### EXERCISE DIRECTIONS
From the first line of the records through the line containing "- [x] come up", retype every line exactly and nothing else.

[Collected data]
%%

PR #2804, opened 2024-04-30
AeroComCldTop/Bot diagnostics

mahf708:
Several TODO items remain:
- [x] add test for cldtop (not sure if I have enough bandwidth to add a test for cldbot anytime soon, so that one would be "use at your own" risk type of deal)
- [x] come up with a smarter strategy for self-documenting via attrs
- [x] ... other stuff?

### DIFF
--- a/components/eamxx/src/diagnostics/aerocom_cld.cpp
+++ b/components/eamxx/src/diagnostics/aerocom_cld.cpp
@@ -45,6 +45,10 @@ void AeroComCld::set_grids(
   EKAT_REQUIRE_MSG(m_index_map.size() == m_units_map.size(),
                    "Error! Some inconsistency in AeroComCld: index and units "
                    "maps do not match!\n");
+  // Ensure m_index_map and m_ndiag match
+  EKAT_REQUIRE_MSG(static_cast<int>(m_index_map.size()) == m_ndiag,
+                   "Error! Some inconsistency in AeroComCld: index and units "
+                   "maps do not match!\n");
 
   m_ncols = grid->get_num_local_dofs();
   m_nlevs = grid->get_num_vertical_levels();
@@ -133,17 +137,17 @@ void AeroComCld::compute_diagnostic_impl() {
   const int nlevs = m_nlevs;
   bool is_top     = (m_topbot == "Top");
 
-  // Get indices of each call we care about
-  const int T_mid_idx         = m_index_map["T_mid"];
-  const int p_mid_idx         = m_index_map["p_mid"];
-  const int cldfrac_ice_idx   = m_index_map["cldfrac_ice"];
-  const int cldfrac_liq_idx   = m_index_map["cldfrac_liq"];
-  const int cdnc_idx          = m_index_map["cdnc"];
-  const int eff_radius_qc_idx = m_index_map["eff_radius_qc"];
-  const int eff_radius_qi_idx = m_index_map["eff_radius_qi"];
-  const int nc_idx            = m_index_map["nc"];
-  const int ni_idx            = m_index_map["ni"];
-  const int cldfrac_tot_idx   = m_index_map["cldfrac_tot"];
+  // subview the out field for each variable
+  auto o_tmid          = ekat::subview_1(out, m_index_map["T_mid"]);
+  auto o_pmid          = ekat::subview_1(out, m_index_map["p_mid"]);
+  auto o_cldfrac_ice   = ekat::subview_1(out, m_index_map["cldfrac_ice"]);
+  auto o_cldfrac_liq   = ekat::subview_1(out, m_index_map["cldfrac_liq"]);
+  auto o_cdnc          = ekat::subview_1(out, m_index_map["cdnc"]);
+  auto o_eff_radius_qc = ekat::subview_1(out, m_index_map["eff_radius_qc"]);
+  auto o_eff_radius_qi = ekat::subview_1(out, m_index_map["eff_radius_qi"]);
+  auto o_nc            = ekat::subview_1(out, m_index_map["nc"]);
+  auto o_ni            = ekat::subview_1(out, m_index_map["ni"]);
+  auto o_cldfrac_tot   = ekat::subview_1(out, m_index_map["cldfrac_tot"]);
 
   Kokkos::parallel_for(
       "Compute " + name(), policy, KOKKOS_LAMBDA(const MT &team) {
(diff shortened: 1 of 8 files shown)


components/eamxx/src/diagnostics/tests/aerocom_cld_test.cpp
```diff
@@ -0,0 +1,115 @@
...
+    diag->set_required_field(nc);
+    diag->initialize(t0, RunType::Initial);
+
+    // Run diag
+    diag->compute_diagnostic();
+
+    // Check result
+    qc.sync_to_host();
+    nc.sync_to_host();
+    diag->get_diagnostic().sync_to_host();
```
bartgol, line 90: I don't think you need this sync, since you never access the diag values on host here.

components/eamxx/src/diagnostics/tests/aerocom_cld_test.cpp
```diff
@@ -0,0 +1,115 @@
...
+    out_tf.deep_copy<double, Host>(0.0);
+    auto out_t = out_tf.get_view<Real **, Host>();
+
+    for(int icol = 0; icol < grid->get_num_local_dofs(); ++icol) {
+      for(int ilev = 0; ilev < nlevs; ++ilev) {
+        out_t(icol, 0) += qc_h(icol, ilev);
+        out_t(icol, 1) += nc_h(icol, ilev);
+      }
+    }
+    out_hf.sync_to_dev();
```
bartgol, line 106: This is also not needed, since you did not modify the host view

components/eamxx/src/diagnostics/aerocom_cld.cpp
```diff
@@ -0,0 +1,208 @@
...
+
+        // Initialize the 1D "clear fraction" as 1 (totally clear)
+        auto clr_icol = 1.0;
+
+        // Loop over all layers in serial (due to accumulative
+        // product), starting at 2 (second highest) layer because the
+        // highest is assumed to hav no clouds for cldtop, but starting
+        // at m_nlevs-1 for cldbot
+
+        for(int ilay : level_vector) {
```
tcclevenger, line 154: If I am reading the code correctly (various column sums), we could do all this in a `Kokkos::parallel_reduce()` instead of serially. It is a bit more complex, but could be a good kokkos learning experience (if you are interested).

components/eamxx/src/diagnostics/aerocom_cld.cpp
```diff
@@ -0,0 +1,208 @@
...
+
+  std::vector<int> level_vector(m_nlevs);
+  for(int i = 1; i < m_nlevs; ++i) {
+    level_vector[i] = m_topbot == "Top" ? i : m_nlevs - i;
+  }
+
+  const auto out = m_diagnostic_output.get_view<Real **>();
+
+  // zero out the outputs
+  Kokkos::deep_copy(out, 0.0);
```
tcclevenger, line 98: Just a personal preference, but I would move lines 90-98 directly before the `Kokkos::parallel_for()` since that is the only place that uses these.

components/eamxx/src/diagnostics/aerocom_cld.cpp
tcclevenger: I see, I was missing the product in there. Let me take a closer look.

tcclevenger: Yeah, there isn't really an easy solution I see. No "prefix product" parallel_scan exists in Kokkos. This is fine.

components/eamxx/src/diagnostics/aerocom_cld.cpp
```diff
@@ -0,0 +1,208 @@
...
+  const auto qv   = get_field_in("qv").get_view<const Real **>();
+  const auto qc   = get_field_in("qc").get_view<const Real **>();
+  const auto qi   = get_field_in("qi").get_view<const Real **>();
+  const auto rel  = get_field_in("eff_radius_qc").get_view<const Real **>();
+  const auto rei  = get_field_in("eff_radius_qi").get_view<const Real **>();
+  const auto cld  = get_field_in("cldfrac_tot").get_view<const Real **>();
+  const auto nc   = get_field_in("nc").get_view<const Real **>();
+
+  // Hack: phony field to store dz
+  auto dz_f = get_field_in("pseudo_density").clone("dz");
```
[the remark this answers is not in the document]
bartgol: Yes. That snippet is fine. The issue is just to not allocate memory at every call. Pre-allocating the `dz_f` field during init should be enough.

components/eamxx/src/diagnostics/tests/aerocom_cld_test.cpp
```diff
@@ -0,0 +1,288 @@
...
+    cd.deep_copy(0.0);
+    diag->compute_diagnostic();
+    diag->get_diagnostic().sync_to_host();
+    Field diag_f = diag->get_diagnostic();
+    auto diag_v  = diag_f.get_view<Real **, Host>();
+    for(int icol = 0; icol < grid->get_num_local_dofs(); ++icol) {
+      for(int idiag = 0; idiag < m_ndiag; ++idiag) {
+        REQUIRE(diag_v(icol, idiag) == 0.0);
+      }
+    }
```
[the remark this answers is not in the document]
tcclevenger: Which line is the segfault? The REQUIRE()?

components/eamxx/src/diagnostics/tests/aerocom_cld_test.cpp
```diff
@@ -0,0 +1,303 @@
...
+    diag->set_required_field(pm);
+    diag->set_required_field(qv);
+    diag->set_required_field(qc);
+    diag->set_required_field(qi);
+    diag->set_required_field(ec);
+    diag->set_required_field(ei);
+    diag->set_required_field(cd);
+    diag->set_required_field(nc);
+
+    // tm.sync_to_dev();
```
bartgol, line 147: When you're ready to merge, let's also rm these commented lines.

tcclevenger: `randomize()` above syncs to device already.

bartgol: They aren't. The `randomize` function randomizes the host copy of the field, and then call `sync_to_host()`. So the fields are already synced.

components/eamxx/src/diagnostics/aerocom_cld.cpp
```diff
@@ -0,0 +1,214 @@
...
+        auto qv_icol   = ekat::subview(qv, icol);
+        auto qc_icol   = ekat::subview(qc, icol);
+        auto qi_icol   = ekat::subview(qi, icol);
+        auto rel_icol  = ekat::subview(rel, icol);
+        auto rei_icol  = ekat::subview(rei, icol);
+        auto cld_icol  = ekat::subview(cld, icol);
+        auto nc_icol   = ekat::subview(nc, icol);
+
+        // We need dz too
+        // TODO: deduce dz_icol type, etc. on the spot here w/o field cloning?
```
tcclevenger, line 142: This comment is outdated?

components/eamxx/src/diagnostics/tests/aerocom_cld_test.cpp
tcclevenger: I think he is accessing on host below. I find this ordering a little confusing. I would do
```
diag_f = diag->get_diagnostic();
diag_f.sync_to_host();
diag_v = diag_f.get_view<Real **, Host>();
```

bartgol: I agree that ordering like you suggested is better. But I also think the deep copy is not needed. The only use of the diag is via `out_hf`, which is only used in `views_are_equal`.  That routine will do a deep copy to host before starting to compare host views.

bartgol: Ah crap. I clicked on the file name above, and gh only showed me changes from one commit. Seems like a silly behavior... I'll review the whole thing.

components/eamxx/src/diagnostics/aerocom_cld.cpp
bartgol: I'm not sure what you need to deduce. The comment says you want to deduce the type of dz_icol, but why? You know it's a 1d view, and that's all you need, right?

As for temp views: inside kernel, you can't declare managed views, you can only create unmanaged views of existing memory (like subviews). Outside a kernel, you can declare any view you like, though be aware that, again, allocating views at runtime is not very efficient; you should create any scratch view at init time (unless they are 'scratch' in the kokkos sense, meaning they use the `ScratchMemorySpace`, which is a per-kernel scratch memory; but we don't really use that in EAMxx (yet)).

bartgol: I mean, doesn't have to be a `Field` obj, you really only need a view. You could use an `ekat::WorkspaceManager`, to be a tad more efficient, if you wanted.

bartgol (dismissed):

bartgol (approved):

bartgol (dismissed):

tcclevenger (approved):

components/eamxx/src/diagnostics/aerocom_cld.cpp
```diff
@@ -45,6 +45,10 @@ void AeroComCld::set_grids(
   EKAT_REQUIRE_MSG(m_index_map.size() == m_units_map.size(),
                    "Error! Some inconsistency in AeroComCld: index and units "
                    "maps do not match!\n");
+  // Ensure m_index_map and m_ndiag match
+  EKAT_REQUIRE_MSG(static_cast<int>(m_index_map.size()) == m_ndiag,
```
tcclevenger, line 49: Why static_cast here? You could `(int)m_index_map.size()` instead.

tcclevenger: Never mind, looking into it more, `static_cast` is probably the better option.

tcclevenger (approved):

components/eamxx/src/diagnostics/aerocom_cld.cpp
tcclevenger: Yeah, static_cast will ensure the types are compatible, whereas I don't think `(int)` has any sort of checks. It shouldn't matter here, but `static_cast` is safer.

%%

### RESPONSE
PR #2804, opened 2024-04-30
AeroComCldTop/Bot diagnostics

mahf708:
Several TODO items remain:
- [x] add test for cldtop (not sure if I have enough bandwidth to add a test for cldbot anytime soon, so that one would be "use at your own" risk type of deal)
- [x] come up with a smarter strategy for self-documenting via attrs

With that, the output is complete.